Now that you know how to prepare the source data for Pivot Table you’re ready to Excel in the world of Pivot Tables. Here are some other Pivot table tutorials that you may find useful:
How to Refresh Pivot Table in Excel. Using Slicers in Excel Pivot Table – A Beginner’s Guide. How to Group Dates in Pivot Tables in Excel. How to Group Numbers in Pivot Table in Excel. Pivot Cache in Excel – What Is It and How to Best Use It. How to Filter Data in a Pivot Table in Excel. How to Add and Use an Excel Pivot Table Calculated Field. How to Apply Conditional Formatting in a Pivot Table in Excel. How to Replace Blank Cells with Zeros in Excel Pivot Tables.
There is an error in your forumla based solution for this table sorting method.

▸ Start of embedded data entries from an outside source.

PR #1897, opened 2026-09-12
fix(skills): validate run and paragraph bounds in docx replace_run (Closes #1896)

### LINKED ISSUE #1896: [Bug]: docx edit_docx increments applied count for invalid or out-of-bounds replace_run operations
### Duplicate check

### AgentOS version or commit

### Area
Tools

### Reproduction steps
1. Create a Word document with 1 paragraph and 1 run.
2. Run `apply_ops` with an out-of-bounds `run` index:
```python
from docx import Document

doc = Document()
doc.add_paragraph("Hello world")
ops = [{"op": "replace_run", "para": 0, "run": 99, "text": "New text"}]
applied = apply_ops(doc, ops)
print("Applied:", applied)
```
3. Observe `Applied: 1` even though the run index was out of bounds and no edit was made.

### Expected behavior
`apply_ops` should only increment `applied` when an edit actually succeeds. `_replace_run` should validate bounds and indicate success, and paragraph indices should be strictly validated (`0 <= para_idx < len(doc.paragraphs)`).

### Actual behavior
In `src/agentos/skills/bundled/docx/scripts/edit_docx.py`:
```python
def _replace_run(para: Paragraph, run_idx: int, text: str) -> None:
    if 0 <= run_idx < len(para.runs):
        para.runs[run_idx].text = text
```
`_replace_run` returns `None`. In `apply_ops`:
```python
        if kind == "replace_run":
            try:
                para = doc.paragraphs[int(op["para"])]
            except (KeyError, IndexError, ValueError):
                continue
            _replace_run(para, int(op.get("run", 0)), str(op.get("text", "")))
            applied += 1
```
`applied += 1` is executed unconditionally whenever the paragraph index exists, falsely reporting operations as applied when `run_idx` is out of bounds or negative. Negative paragraph indices also silently wrap from the end of the document (`doc.paragraphs[-1]`).

### Environment
- Windows 11, Python 3.12, python-docx 1.1.2

0xEaEd:
Closes #1896

## SUMMARY
Validates paragraph and run index boundaries in docx `replace_run` operations and ensures `applied` count is only incremented when an edit is actually performed.

## PROBLEM
In `src/agentos/skills/bundled/docx/scripts/edit_docx.py`, `_replace_run` returned `None` and performed no modifications when given an out-of-bounds or negative `run` index. However, `apply_ops` unconditionally executed `applied += 1`, falsely reporting successful modifications when no changes occurred. Additionally, negative paragraph indices silently wrapped from the end of the document via `doc.paragraphs[-1]`, and non-integer types could cause unhandled `TypeError` exceptions.

## FIX
1. Updated `_replace_run(para, run_idx, text) -> bool` to return `True` on successful replacement and `False` otherwise.
2. Guarded paragraph index bounds (`0 <= para_idx < len(doc.paragraphs)`), preventing silent negative index wrapping.
3. Added `TypeError` handling alongside `(KeyError, IndexError, ValueError)` when parsing operation parameters.
4. Only incremented `applied` when `_replace_run` returns `True`.

## TESTING
Added unit tests in `tests/test_skill_docx.py`:
- Verified `_replace_run` returns `True` for valid run indices and `False` for out-of-bounds / negative indices.
- Verified `apply_ops` ignores out-of-bounds run indices, negative run indices, out-of-bounds paragraph indices, negative paragraph indices, and malformed parameter types without falsely incrementing `applied`.
- Ran test suite: `pytest tests/test_skill_docx.py` (27 passed).
- Lint check: `ruff check` passed cleanly.

### DIFF
--- a/src/agentos/skills/bundled/docx/scripts/edit_docx.py
+++ b/src/agentos/skills/bundled/docx/scripts/edit_docx.py
@@ -28,9 +28,11 @@ from docx.table import Table, _Cell
 from docx.text.paragraph import Paragraph
 
 
-def _replace_run(para: Paragraph, run_idx: int, text: str) -> None:
+def _replace_run(para: Paragraph, run_idx: int, text: str) -> bool:
     if 0 <= run_idx < len(para.runs):
         para.runs[run_idx].text = text
+        return True
+    return False
 
 
 def _replace_text_in_paragraph(para: Paragraph, find: str, replacement: str) -> bool:
@@ -113,11 +115,16 @@ def apply_ops(doc: Document, ops: list[dict[str, Any]]) -> int:
         kind = op.get("op")
         if kind == "replace_run":
             try:
-                para = doc.paragraphs[int(op["para"])]
-            except (KeyError, IndexError, ValueError):
+                para_idx = int(op["para"])
+                if para_idx < 0 or para_idx >= len(doc.paragraphs):
+                    continue
+                para = doc.paragraphs[para_idx]
+                run_idx = int(op.get("run", 0))
+                text = str(op.get("text", ""))
+                if _replace_run(para, run_idx, text):
+                    applied += 1
+            except (KeyError, IndexError, ValueError, TypeError):
                 continue
-            _replace_run(para, int(op.get("run", 0)), str(op.get("text", "")))
-            applied += 1
         elif kind == "replace_text":
             find = str(op.get("find", ""))
             replacement = str(op.get("with", ""))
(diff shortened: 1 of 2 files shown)


andreapn:
Thanks for the fix and for filing #1896. The issue was resolved by #2027, which is now merged, so I'm closing this one.

Both PRs fix the bug the same way (`_replace_run` returns `bool`, explicit `0 <= para < len(doc.paragraphs)`). #2027 was picked because it parses the indices in a narrow `try` and does the bounds check outside it, reads `doc.paragraphs` once (it rebuilds the list on every access), and drops the now-unreachable `IndexError` catch that this PR keeps.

As you will notice you have used a sequential indexing formula for both the columns. This results in Mid West always getting Qtr1 and North East always getting Qtr2 and so on for all 4 categories. One of the columns needs to be a non-sequential repeating formula. So I suggest =INDEX($A$2:$A$5,ROUNDUP(ROWS(A$9:A9)/COUNTA($B$1:$E$1),0)) in cell G2 and copy that down all the way. This will repeat Mid West 4 times and then North East 4 times and so on for all 4 categories.